PR #1048, opened 2020-10-26
DHIS2-9793 Text is not aligned correctly

paschalidi:
👋 Joakim this solves the https://jira.dhis2.org/browse/DHIS2-9793

If you have a look in the ticker you will see that the bug is described pretty well there from Geetha.

Basically this ticket fixes this for the different inputs that had the same behaviour.

### DIFF
--- a/src/core_modules/capture-core/components/D2Form/field/buildField.module.css
+++ b/src/core_modules/capture-core/components/D2Form/field/buildField.module.css
@@ -11,11 +11,11 @@
 }
 
 .ageLabel {
-    padding-top: 27px;
+    padding-top: 13px;
 }
 
 .coordinateLabel {
-    padding-top: 27px;
+    padding-top: 13px;
 }
 
 .polygonLabel {
@@ -23,11 +23,11 @@
 }
 
 .dateLabel {
-    padding-top: 32px;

* **TASK**:
Nothing but the lines from the line containing "-11,11 +11,11 @@" through the final line of the entries should appear in your answer, copied exactly.

* **WRITTEN RESPONSE**:
@@ -11,11 +11,11 @@
 }
 
 .ageLabel {
-    padding-top: 27px;
+    padding-top: 13px;
 }
 
 .coordinateLabel {
-    padding-top: 27px;
+    padding-top: 13px;
 }
 
 .polygonLabel {
@@ -23,11 +23,11 @@
 }
 
 .dateLabel {
-    padding-top: 32px;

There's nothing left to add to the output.